T cell electroporation uses plasmid electrotransformation, which may cause random insertion of the genome. Simultaneous insertion of Cas9 and sgRNA will cause multiple cuts of the genome and improve off-target effects. Because the Cas9 protein is fused with a GFP fluorescent protein, the integration of Cas9 can be roughly judged by detecting whether there is a GFP signal. The insertion of Cas9 was detected by flow cytometry one day and 24 days after electric rotation (Figure 6a). The results showed that no Cas9 gene was integrated into the genome.

Another safety feature of the CRISPR / Cas9 system for gene editing is the mop effect. Find the highest scoring off-target site based on the sgRNA sequence targeting SHP-1 on www.crispr.mit.edu. Finally, the top ten sites with the highest scores were selected as potential off-target sites (Figure 6b). The first four potential off-target sites were further detected by PCR and T7EN1. T7EN1 digestion analysis (Figure 6c) showed no off-target effect at the corresponding site. Experimental data show that the system of the present invention has good security.

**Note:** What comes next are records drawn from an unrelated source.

PR #394, opened 2026-05-06
Initial implementation of multi-contingency app

### LINKED ISSUE #392: Add contingency analysis app for phasor domain dynamics
### Summary

Create an $N-1$ contingency analysis app that goes through all faults in the system and runs a simulation for each of them. 

### Rationale

$N-1$ contingency analysis is a standard procedure for stability studies and GridKit should provide an app that does that rather than expecting user to write scripts to run a single fault app with different contingency in succession.

### Description

The app should load the system and then loop through the list of all fault components, run a stability analysis simulation for each fault, and store complete simulation results (each in separate csv file).

Ideally, the loop will be parallelized. For now, shared memory parallelism (e.g. OpenMP ) should be okay. In that case, we probably need a separate instance of a model and a solver on each thread, together with a list of contingencies assigned to that thread.

For the first pull request, a partially hard-wired solution with limited configuration options should suffice.

### Additional information

_No response_

PhilipFackler:
## Description
 
Refactored `pdsim` code as `ContingencyStudy` class and reused in initial implementation of concurrent contingency app.
 
 _Closes #392_
 
 ## Proposed changes
 
For the work-in-progress I implemented three different versions of the simulation for easy timing comparison.
- serial
- async (using std::async)
- openmp

The easiest interesting case to try locally is "new england" (I have 22 cores in my laptop).
 
 ## Checklist
 
- [x] All tests pass.


lukelowry:
'ContingencyStudy' -> 'CTGStudy'

CTG is common short hand and way easier to type! One option.

PhilipFackler:
yes, I need feedback on naming things

pelesh:
A few comments:
- Great to have multiple execution options to compare performance!
- I suggest restoring PDSim as it was. It is a different app and should not be modified in this PR.
- I would contain implementation of `ContingencyStudy` to a single file or a source and a header file.
- We have development of application utilities in our roadmap, but this is beyond the scope of this PR.

application/PhasorDynamics/CMakeLists.txt
```diff
@@ -9,4 +9,18 @@ target_include_directories(PDSim PRIVATE
     ${GRIDKIT_THIRD_PARTY_DIR}/nlohmann-json/include
     ${GRIDKIT_THIRD_PARTY_DIR}/magic-enum/include)
 
+find_package(OpenMP REQUIRED)
```
nkoukpaizan: At first glance, I would expect OpenMP to be an optional dependency. We might want a CMake option to enable/disable this.

application/PhasorDynamics/CMakeLists.txt
```diff
@@ -9,4 +9,18 @@ target_include_directories(PDSim PRIVATE
...
+add_executable(ConCon ConCon.cpp CTGStudy.cpp)
```
nkoukpaizan: `ConCon` is not very descriptive to me. Some documentation in the current `ConCon.cpp` would also help. It's currently hard for me to follow, so I don't know what other name to suggest.

nkoukpaizan (commented):
A couple of comments on this below. We'll also need to update the applications `README` when this is ready, to minimize users' confusion.

lukelowry:
Very excited for this! I think once we have this merged we should address the events-as-components modeling so we don't need to store a BusFault for each bus in the case. 

Also, if possible, I'd like the *.study.json to have a "ida_stats" field for a file output string that would if passed calls the IDA api and writes out the IDA statistics (verbose extended version). I would use that ASAP with this + PDSIM

application/PhasorDynamics/CMakeLists.txt
PhilipFackler: It definitely needs a new name. `ConCon` is short for "concurrent contingencies". I made the class `ContingencyStudy` to represent one "study". `PDSim` performs one study where as `ConCon` performs a lot of studies concurrently. And I'm happy to rename both of these apps to whatever would make more sense to users.

application/PhasorDynamics/CMakeLists.txt
PhilipFackler: Yes, this makes sense. My intention here was to provide two different parallel implementations (omp and stdc++) and discuss which route we want to take.

application/PhasorDynamics/CMakeLists.txt
pelesh: I would go with:
- `ConCon` --> `ContingencyAnalysis`, and
- `CTGStudy` --> `ContingencyUtilities`

I would also replace `PDSim` --> `DynamicSimulation`. The "PD" stands for phasor dynamics but they reside in `PhasorDynamics` subdirectory, so "PD" is redundant imho.

PhilipFackler: @pelesh I'm confused by the suggestion to name a class with "Utilities". At the moment the `CTGStudy` class represents one study (as specified by the input file). If we write other utilities for these apps, wouldn't they go in separate classes?

PhilipFackler: I'll make the suggested change for `PDSim` for #406

application/PhasorDynamics/CMakeLists.txt
PhilipFackler: I made openmp default but optional

pelesh (changes requested):
The new code needs to be better commented. The purpose of classes, structures and standalone functions implemented here needs to be better explained.

It is unclear what is the purpose of `CTGStudy::run()` function. This could be implemented within standalone function `runStudy`. I would suggest removing `CTGStudy` class altogether and moving utility functions for I/O processing to `ContingencyUtilities.*pp` file(s).

application/PhasorDynamics/CMakeLists.txt
```diff
@@ -1,12 +1,30 @@
...
+  PUBLIC
+  GridKit::phasor_dynamics_components
+  GridKit::solvers_dyn
+  GridKit::Utilities
+  GridKit::testing)
+target_include_directories(ContingencyAnalysis PRIVATE
+  ${GRIDKIT_THIRD_PARTY_DIR}/nlohmann-json/include
+  ${GRIDKIT_THIRD_PARTY_DIR}/magic-enum/include)
+
+option(GridKit_ENABLE_OPENMP "Use OpenMP in contingency analysis application" ON)
```
nkoukpaizan: I would put all options in the top level CMakeLists.txt, so we can easily find them later. I understand this is for testing the contingency analysis, but we are likely to keep the OpenMP option anyway.

Also, I'm not opposed to `GRIDKIT_ENABLE_` --> `GridKit_ENABLE_`; I would rather change all of them at the same time rather than having both co-exist.

nkoukpaizan (commented):
Almost there I well. I'm able to follow what's in `ContigencyAnalysis.cpp`, though more documentation (`runStudy`, `runStudyAsync`, etc.) is always welcome.

I would add an example that uses the `ContingencyAnalysis` executable that shows how this works and runs along with the other tests/examples.

application/PhasorDynamics/CMakeLists.txt
PhilipFackler: I moved it and followed the pattern with the the other "ENABLE"s.

application/PhasorDynamics/CMakeLists.txt
```diff
@@ -1,12 +1,29 @@
...
+  GridKit::phasor_dynamics_components
+  GridKit::solvers_dyn
+  GridKit::Utilities
+  GridKit::testing)
+target_include_directories(ContingencyAnalysis PRIVATE
+  ${GRIDKIT_THIRD_PARTY_DIR}/nlohmann-json/include
+  ${GRIDKIT_THIRD_PARTY_DIR}/magic-enum/include)
+
+if(GRIDKIT_ENABLE_OPENMP)
+  find_package(OpenMP REQUIRED)
```
nkoukpaizan: I would move the `find_package` up as well.

application/PhasorDynamics/CMakeLists.txt
```diff
@@ -1,12 +1,29 @@
...
+  target_link_libraries(ContingencyAnalysis PUBLIC OpenMP::OpenMP_CXX)
+endif()
+
+install(TARGETS DynamicSimulation EXPORT gridkit-targets RUNTIME)
+install(TARGETS ContingencyAnalysis EXPORT gridkit-targets RUNTIME)
```
nkoukpaizan, line 28: Please add an automated example of how to use this executable.

CMakeLists.txt
```diff
@@ -38,8 +38,11 @@ option(GridKit_ENABLE_ASAN "Enable the address sanitizer" OFF)
 # Enable the undefined behavior sanitizer
 option(GridKit_ENABLE_UBSAN "Enable the undefined behavior sanitizer" OFF)
 
+# Enable OpenMP
+option(GridKit_ENABLE_OPENMP "Use OpenMP in contingency analysis application" ON)
```
nkoukpaizan:
```suggestion
option(GridKit_ENABLE_OPENMP "Enable OpenMP" ON)
```

application/PhasorDynamics/CMakeLists.txt
PhilipFackler: What do you mean by "automated" in this context?

nkoukpaizan: An example with `add_test` that illustrates the expected inputs, etc. "Automated" in the sense that I want to be able to test this with the usual `make test`/`ctest`.

PhilipFackler: Right. Sorry, that should have been obvious. :facepalm: I'll do that now.

PhilipFackler: OK, I added the newengland case. I had to set the `WILL_FAIL` property, though, since sundials aborts on three of the faults.

CMakeLists.txt
```diff
@@ -38,8 +38,11 @@ option(GridKit_ENABLE_ASAN "Enable the address sanitizer" OFF)
 # Enable the undefined behavior sanitizer
 option(GridKit_ENABLE_UBSAN "Enable the undefined behavior sanitizer" OFF)
 
+# Enable OpenMP
+option(GridKit_ENABLE_OPENMP "Enable OpenMP" ON)
```
nkoukpaizan:
```suggestion
option(GridKit_ENABLE_OPENMP "Enable OpenMP" OFF)
```

nkoukpaizan (approved):
Let's keep the options off by default. Otherwise, the changes make sense to me. I'm seeing `std::async` outperforming `OpenMP`. 

Will wait for @pelesh's review.

CMakeLists.txt
PhilipFackler: Sounds good to me

pelesh (approved):

pelesh:
There is quite bit of redundant output coming from the app but it looks as something inherited from the `Ida` class. I suggest we merge this as is and have another PR to make this more user friendly. The PR says this is "Initial implementation" :).

pelesh:
Rebase to fix changelog conflict and address comment by @nkoukpaizan.

PhilipFackler:
@pelesh @nkoukpaizan should be good to go

PR #395, opened 2026-05-06
Improved Schema Input Format for PD

lukelowry:
## Description
 
More consistent and navigable schema, which will make case translation much easier for both ingress and egress
 
 
 ## Proposed changes
 
- ~~`branches` are promoted to the same level as `buses` to support many branch types~~
- `buses` are the only exception to the component system. While `branches` are also treated differently by the system model, adding a third type offers few benefits beyond manual readability.
 
 ## Further comments
 
I strongly advocate for a shared schema between EMT and PhasorDynamics. This helps practically for case translation, creating synthetic EMT cases, and conceptually for co- and hybrid-simulation.

### DIFF
--- a/GridKit/Model/PhasorDynamics/INPUT.md
+++ b/GridKit/Model/PhasorDynamics/INPUT.md
@@ -1,0 +1,193 @@
+# PhasorDynamics Input Format
+
+A PhasorDynamics input file is a JSON object that describes one dynamic phasor
+case: metadata, buses, network branches, devices, non-network signals, and
+monitor output sinks.
+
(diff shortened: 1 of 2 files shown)


PhilipFackler (commented):
I don't have a judgement about this, so I'll let someone else approve. It would be nice to see an example json file to get a better idea of what this changes and what will need to change in the parser functions.

...I guess this PR should ideally end up including changes to the parser functions and the all the existing input files.

lukelowry:
Close for now Id rather focus on just doing EMT correctly and using what we learned in PhasorDynamics to inform decisions there

PR #397, opened 2026-05-13
EMT Lumped Model Documentation

lukelowry:
## Description
 
Initial documentation for the lumped EMT bus and branch model. This is one possible variant of EMT implementation.

Additional design for the initial basic model for the voltage source and RL load.
 
Per offline meeting with @abirchfield
 
 ## Proposed changes
 
Documentation for the following

- `Bus` folder
  - `Bus` component, which owns the three-phase vector of bus voltages
- `Component` folder, which contains everything else
  - `BranchLumpedConstant` as initial branch model for EMT without time delays
  - `LoadRL` with RL series components.
  - `Source` with resistive terminal and temporally defined source (would need to pass `t` directly to this component and manually construct the Jacobean for this as a temporary solution - but since this is only a surrogate for a more advanced model, this is sufficient for now)


pelesh (changes requested):
There should be separate directory `GridKit/Model/Emt` where all EMT models and documentation are placed. The `PhasorDomain` models should remain separate.

lukelowry:
Moved and organized into preliminary sub-folders. Added Circuit diagram for `BranchLumpedConstant` aswell

pelesh (approved):
Looks like a good start. Will merge as soon as @abirchfield approves.

abirchfield (approved):

PR #401, opened 2026-05-15
Introduce cosimulation interface component

### LINKED ISSUE #393: Create a cosimulation interface component in phasor dynamics library
### Summary

As an alternative to the solution proposed in #354, create a separate component that would connect to an electrical bus on one side and and have voltage signal outputs and injection current signal inputs on the other.

CC @alexander-novo @lukelowry @abirchfield @nkoukpaizan 

### Rationale

Such component would abstract away cosimulation environment from the rest of the grid model. It would also allow for storing prior history locally for implementing advanced cosimulation methods.

This approach is less invasive than the one proposed in #354.

### Description

The component would have following connection ports:
- electrical bus
- signal output port transmitting bus $V_r$
- signal output port transmitting bus $V_i$
- signal input port receiving injection current $I_r$
- signal input port receiving injection current $I_i$

The initial implementation should simply make voltages from the electrical bus accessible through output signals. Residual evaluation from this component should add the injection current to the residual evaluated at the electrical bus.

The implementation should include an integration test (e.g. a two-bus system connected through cosimulation interface components.

### Additional information

We need to decide whether to use this approach or #354. One excludes the other.

PhilipFackler:
## Description
 
Basic implementation of cosimulation component
 
 _Closes #393_
 
 ## Proposed changes
 
Uses two output signals to transmit $V_r$ and $V_i$ from connected bus and two input signals to transfer $I_r$ and $I_i$ to connected bus.
 
 ## Checklist
 
- [X] All tests pass.


GridKit/Model/PhasorDynamics/Connector/CoSimImpl.hpp
```diff
@@ -0,0 +1,172 @@
...
+       */
+      template <class ScalarT, typename IdxT>
+      int CoSim<ScalarT, IdxT>::evaluateResidual()
+      {
+        static constexpr auto IREAL = CoSimExternalVariables::IREAL;
+        static constexpr auto IIMAG = CoSimExternalVariables::IIMAG;
+
+        if (signals_.template isAttached<IREAL>())
+        {
+          bus_->Ir() = signals_.template readExternalVariable<IREAL>();
```
lukelowry: Should this be += instead of =? Unless we call the evalResidual before all other components, but check my logic here

lukelowry (changes requested):

GridKit/Model/PhasorDynamics/Connector/CoSimImpl.hpp
PhilipFackler: That wouldn't fit MY intuition, but I don't know. I'll defer. @pelesh can you answer this?

lukelowry:
Only had one implementation concern regarding correctness. 

The facade of the Vr/Vi being treated as an internal variable is confusing to me. What are your thoughts on an auxiliary internal state? That would be more consistent, and since we would only have a small number of CoSim components for any given system model, the state duplication isn't too costly.

PhilipFackler:
> Only had one implementation concern regarding correctness.
> 
> The facade of the Vr/Vi being treated as an internal variable is confusing to me. What are your thoughts on an auxiliary internal state? That would be more consistent, and since we would only have a small number of CoSim components for any given system model, the state duplication isn't too costly.

My opinion is that the arrays in `ComponentSignals` should be based on input/output ports rather than internal/external variables. I would split the `Ports` enum for a `ComponentData` implementation into `InputPorts` and `OutputPorts`. If we made that change, things would make more sense, because you would only allow signal nodes at actual ports. Internal and external variables seem orthogonal (or at least linearly independent :smile_cat: ) to signal nodes and should not be used here.

All that to say, given the current implementation of `ComponentSignals`, the `CoSim` component has to pretend.

lukelowry:
> My opinion is that the arrays in `ComponentSignals` should be based on input/output ports rather than internal/external variables. I would split the `Ports` enum for a `ComponentData` implementation into `InputPorts` and `OutputPorts`. 

I am a big fan of this solution, this would resolve some modeling vocab concerns I have in our exciter and stabilizers.

GridKit/Model/PhasorDynamics/Connector/CoSim.cpp
```diff
@@ -0,0 +1,23 @@
...
+#include "CoSimImpl.hpp"
+
+namespace GridKit
+{
+  namespace PhasorDynamics
+  {
+    namespace Connector
+    {
+      // Available template instantiations
+      template class CoSim<double, long int>;
```
nkoukpaizan: `Connector::CoSim` as a component is confusing to me. Domain experts can chime in on the naming, but my understanding is that `Co-Simulation` is the approach. Perhaps we can call the class `CoSimConnector` (unless we plan to add other things to the namespace)? I would understand `CoSim::Connector` as well, though I expect the co-simulation environment to live outside of `PhasorDynamics`.

GridKit/Model/PhasorDynamics/Connector/CoSim.hpp
```diff
@@ -0,0 +1,109 @@
...
+      /// External variables of a `CoSim`
+      enum class CoSimExternalVariables : size_t
+      {
+        IREAL,
+        IIMAG,
+        MAXIMUM,
+      };
+
+      template <class ScalarT, typename IdxT>
+      class CoSim : public Component<ScalarT, IdxT>
```
nkoukpaizan: I'm not sure this should inherit from `Component`. If it does, we will need a README in the `Connector` folder describing the model. But to me, this should behave closer to the signal nodes or buses than other components.

nkoukpaizan (commented):
Setting to draft for now. I have some thoughts, but I'll let @pelesh discuss this offline.

GridKit/Model/PhasorDynamics/Connector/CoSim.cpp
lukelowry: CoSim::Connector is okay. Most other power system frameworks actually model the interfacing component as a circuit element, so either a lossless branch with a time delay, or a Bus.

From an electrical perspective a Bus or Branch implementation (BusCoSim, or BranchCoSim) would be correct and has an equivalent circuit model which is nice.

I'm okay with either

PhilipFackler: Good points. I was not at all sure about the naming/organizing. Happy to change as you all see fit.

GridKit/Model/PhasorDynamics/Connector/CoSimImpl.hpp
pelesh: Yes, your intuition is correct, injection currents add to the sum of currents on the bus.

pelesh:
> > My opinion is that the arrays in `ComponentSignals` should be based on input/output ports rather than internal/external variables. I would split the `Ports` enum for a `ComponentData` implementation into `InputPorts` and `OutputPorts`.
> 
> I am a big fan of this solution, this would resolve some modeling vocab concerns I have in our exciter and stabilizers.

This is correct understanding. Signals represent directed communication and are defined by inputs/outputs. Physics-based couplings are based on conservation laws and have associated variables that are external to coupled components.

GridKit/Model/PhasorDynamics/Connector/CoSim.cpp
pelesh: I would call it `BusToSignalAdapter` or something along those lines. While we are developing it for use in co-simulations, it is not a co-simulation object itself.  I also think "connector" is a misleading name because it is not a model of a physical connector. It is just a modeling "adapter" without physical meaning, used to convert data for use by models of different type.

pelesh: I suggest for the purpose of this PR to use temporary names (something that we can search/replace easily).

GridKit/Model/PhasorDynamics/Connector/CoSim.hpp
pelesh: I would let it be a component for now (and, yes, we need a README). It connects to a bus and has signal ports, so it can use the infrastructure of a component.

The other end of the connection (outside the scope of this PR) should probably inherit from the bus and allow components to connect to it.

GridKit/Model/PhasorDynamics/Connector/CoSimImpl.hpp
PhilipFackler: Sounds good. I switched to `+=` in both `initialize` and `evaluateResidual`

GridKit/Model/PhasorDynamics/Connector/CoSim.cpp
PhilipFackler: I have renamed to `BusToSignalAdapter` and removed the `Connector` namespace.

PhilipFackler:
@nkoukpaizan after name changes, I believe this PR should be ready for review again. Let me know what you think.

GridKit/Model/PhasorDynamics/INPUT_FORMAT.md
```diff
@@ -141,14 +143,14 @@ are specified:
...
   `Tgov1 `      | the TGOV1 governor model                             | `pmech`, `speed`                 | `R`, `T1`, `T2`, `T3`, `Pvmax`, `Pvmin`, `Dt` | `none`
   `Ieeet1`      | the IEEET1 exciter model                             | `bus`, `speed`, `efd`, `vs`\*    | `Tr`, `Ka`, `Ta`, `Ke`, `Te`, `Kf`, `Tf`, `Vrmin`, `Vrmax`, `E1`, `E2`, `Se1`, `Se2`, `Ispdlim` | `efd`, `ksat`
   `SexsPti`     | the SEXS-PTI simplified exciter model                | `bus`, `efd`, `vs`\*             | `Ta`, `Tb`, `Te`, `K`, `Efdmax`, `Efdmin` | `efd`
   `Ieeest`      | the IEEEST stabilizer model                          | `input`, `output`, `cutout`\*    | `A1`, `A2`, `A3`, `A4`, `A5`, `A6`, `T1`, `T2`, `T3`, `T4`, `T5`, `T6`, `Ks`, `Lsmin`, `Lsmax`, `Vcl`, `Vcu`, `Tdelay` | `vs`
   `BusFault`    | simple impedance-based fault at a bus                | `bus`, `status`\*                | `state0`, `R`, `X` | `state`, `ir`, `ii`
+  `CoSim`       | co-simulation interface component                    | `bus`, `vr`, `vi`, `ir`, `ii`    |                             |
```
nkoukpaizan: Please update to `BusToSignalAdapter`.

CHANGELOG.md
```diff
@@ -47,15 +47,15 @@
...
-- Added `IEEEST` Stabilizer Model
-- Added `SEXS-PTI` Exciter Model
-- Added `GENSAL` Machine Model
+- Added IEEEST Stabilizer Model
+- Added SEXS-PTI Exciter Model
 - Added 200 Bus Synthetic Illinois Case
 - Added node objects to `PowerElectronics` module & updated all examples to make use of them.
 - Separated internal and external residuals of `PowerElectronics` models.
 - Added `CliArgs` class for better management of command-line options.
+- Added `CoSim` co-simulation interface component.
```
nkoukpaizan: Update to `BusToSignalAdapter`

GridKit/Model/PhasorDynamics/BusToSignalAdapter/BusToSignalAdapterImpl.hpp
```diff
@@ -0,0 +1,169 @@
...
+      if (signals_.template isAttached<IIMAG>())
+      {
+        bus_->Ii() += signals_.template readExternalVariable<IIMAG>();
+      }
+
+      return 0;
+    }
+
+    /**
+     * @brief Residual evaluation
```
nkoukpaizan:
```suggestion
     * @brief Jacobian evaluation
```

GridKit/Model/PhasorDynamics/BusToSignalAdapter/BusToSignalAdapterImpl.hpp
```diff
@@ -0,0 +1,169 @@
...
+    {
+      static constexpr auto VREAL = BusToSignalAdapterInternalVariables::VREAL;
+      static constexpr auto VIMAG = BusToSignalAdapterInternalVariables::VIMAG;
+      // FIXME: using a placeholder for variable index here is wrong. But it
+      //        also seems like nothing ever uses the index from the signal.
+      //        So we should either...
+      //        - add methods to BusBase to get variable indices (satisfy the
+      //          interface correctly)
+      //        - remove variable index from SignalNode (because maybe it is
+      //          not actually needed)
```
nkoukpaizan: The index is used in the Jacobian computations.

GridKit/Model/PhasorDynamics/BusToSignalAdapter/BusToSignalAdapterImpl.hpp
```diff
@@ -0,0 +1,169 @@
...
+      return 0;
+    }
+
+    /**
+     * @brief Residual evaluation
+     */
+    template <class ScalarT, typename IdxT>
+    int BusToSignalAdapter<ScalarT, IdxT>::evaluateJacobian()
+    {
+      return 0;
```
nkoukpaizan, line 150: Would be good to compute the Jacobian and test it. If I understand correctly, this would have a $\partial h/\partial w_s$ term, which is new. I can help with the implementation if needed.

nkoukpaizan (commented):
A couple of minor comments. 

The Jacobian may be out of scope for this PR. Just let me know if you want me to take a crack at the implemetation.

GridKit/Model/PhasorDynamics/BusToSignalAdapter/BusToSignalAdapterImpl.hpp
pelesh: I think Jacobian should be out of scope for this PR. For now we are trying to set up just a simple co-simulation where we exchange variables but not derivatives between cosimulated parts.

pelesh:
> > My opinion is that the arrays in `ComponentSignals` should be based on input/output ports rather than internal/external variables. I would split the `Ports` enum for a `ComponentData` implementation into `InputPorts` and `OutputPorts`.
> 
> I am a big fan of this solution, this would resolve some modeling vocab concerns I have in our exciter and stabilizers.

I believe that was the original intent: You would have signal-in, signal-out and bus ports. Note that electrical buses cannot be considered in or out because they enforce algebraic constraints, which are not directional.

GridKit/Model/PhasorDynamics/BusToSignalAdapter/BusToSignalAdapterImpl.hpp
PhilipFackler: I'll create an issue for this.

PhilipFackler: Technically this functions as-is because you don't need the index for this component. Am I right in assuming we don't want to fix the BusBase interface for this PR?

nkoukpaizan: It is correct that it is not needed here. `BusBase` does not set an index, but `Bus` does. If a component does not own any variable (as is the case here), there is no index to set.

nkoukpaizan: To satisfy the signal interface, we can set `vr_index_` and `vi_index_` to `INVALID_INDEX` here.

GridKit/Model/PhasorDynamics/BusToSignalAdapter/BusToSignalAdapterImpl.hpp
```diff
@@ -0,0 +1,169 @@
...
+
+      if (signals_.template isAttached<IREAL>())
+      {
+        bus_->Ir() += signals_.template readExternalVariable<IREAL>();
+      }
+      if (signals_.template isAttached<IIMAG>())
+      {
+        bus_->Ii() += signals_.template readExternalVariable<IIMAG>();
+      }
+
```
nkoukpaizan:
```suggestion
```

I don't think this is needed in `initialize`. `evaluateResidual` is sufficient.

GridKit/Model/PhasorDynamics/BusToSignalAdapter/BusToSignalAdapter.hpp
```diff
@@ -0,0 +1,104 @@
...
+          -> ComponentSignals<ScalarT,
+                              IdxT,
+                              BusToSignalAdapterInternalVariables,
+                              BusToSignalAdapterExternalVariables>&
+      {
+        return signals_;
+      }
+
+    private:
+      // Placeholders for variable indices (see note in allocate() method)
```
nkoukpaizan, line 90: Please update the comments. I would include somewhere in those comments that this component only passes bus voltages and updates residual information, which justifies ignoring the indices.

nkoukpaizan (commented):
This is almost there in my opinion. I would just add a REAME file to the folder describing the purpose of the component and the ports (reads voltages from the bus to make them available via signals and adds external current injections).

tests/UnitTests/PhasorDynamics/BusToSignalAdapterTests.hpp
```diff
@@ -0,0 +1,98 @@
...
+        auto bus = BusT(Vr, Vi);
+        bus.allocate();
+        bus.initialize();
+
+        auto vr_sig = SignalT({.name = "vr", .signal_id = 0});
+        auto vi_sig = SignalT({.name = "vi", .signal_id = 1});
+        auto ir_sig = SignalT({.name = "ir", .signal_id = 2});
+        auto ii_sig = SignalT({.name = "ii", .signal_id = 3});
+
+        IdxT ir_index;
```
nkoukpaizan: I would set to `INVALID_INDEX` here as well.

nkoukpaizan (approved):
Thanks for cleaning this up. One minor comment, and I will wait for @pelesh to approve before merging.

lukelowry (approved):
Good for now, great job!

PR #403, opened 2026-05-15
Update Phasor Dynamics Load model to match documentation.

nkoukpaizan:
## Description
 
This refactors the Phasor Dynamics Load model to store the current injection as internal variables
 
 ## Proposed changes
 
- Added current injection as internal variables for the `Load` model. 
- Updated Jacobians, tests and examples accordingly
 
 ## Checklist

- [x] All tests pass.
- [N/A This is not a new feature. It is making the implementation match the documentation] I have updated [CHANGELOG.md](/CHANGELOG.md) to reflect the changes in this PR. If this is a minor PR that is part of a larger fix already included in the file, state so.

Other CAR T cells can be constructed in a similar way without creative effort.

Claims

T cells that efficiently kill tumor cells are characterized in that the SHP-1 gene of the T cells is endogenously silenced.
The T cell according to claim 1, wherein the SHP-1 gene of the T cell or a regulatory gene thereof is at least partially knocked out.
The T cell according to claim 1, wherein the third exon of the SHP-1 gene of the T cell is knocked out.
The T cell according to any one of claims 1 to 3, wherein the T cell is a CAR-T cell.
The T cell according to claim 4, characterized in that: CAR-T cells include CD133 CAR T, CD19 CAR T, CD20 CAR T, BMSA CAR T, MSLN CAR T, EGFRVIII CAR T, Her2 CAR T, GD2 CAR T , CEA CAR T.
The method for constructing T cells according to claim 1, comprising introducing into the T cells plasmid DNA expressing Cas9 and sgRNA, Cas9 protein or sgRNA-Cas9 protein complex, and knocking out at least part of the sequence of SHP-1 or at least part of the expression control sequence Endogenous silencing of the SHP-1 gene.
The method according to claim 6, characterized in that the sgRNA sequence targets the third exon of the SHP-1 gene.
The method according to claim 6 or 7, characterized in that the CAR-T cells include CD19 CART, CD20 CART, BMSA CART, MSLN CART, EGFRVIIICART, Her2 CART, GD2CART, CEACAR T.
A method for treating a tumor includes the following steps:

1) Isolate T cells from tumor patients;

2) CAR modification of T cells and endogenous silencing of SHP-1 gene in T cells;

3) Transfuse the transformed T cells into the patient.
The method according to claim 9, wherein the SHP-1 gene of T cells or a regulatory gene thereof is at least partially knocked out.
The method according to claim 9, wherein the third exon of the SHP-1 gene of the T cell is knocked out.
The method according to any one of claims 9 to 11, wherein the CAR modification is selected from the group consisting of CD133, CD19, CD20, BMSA, MSLN, EGFRVIII, Her2, GD2, and CEA modifications.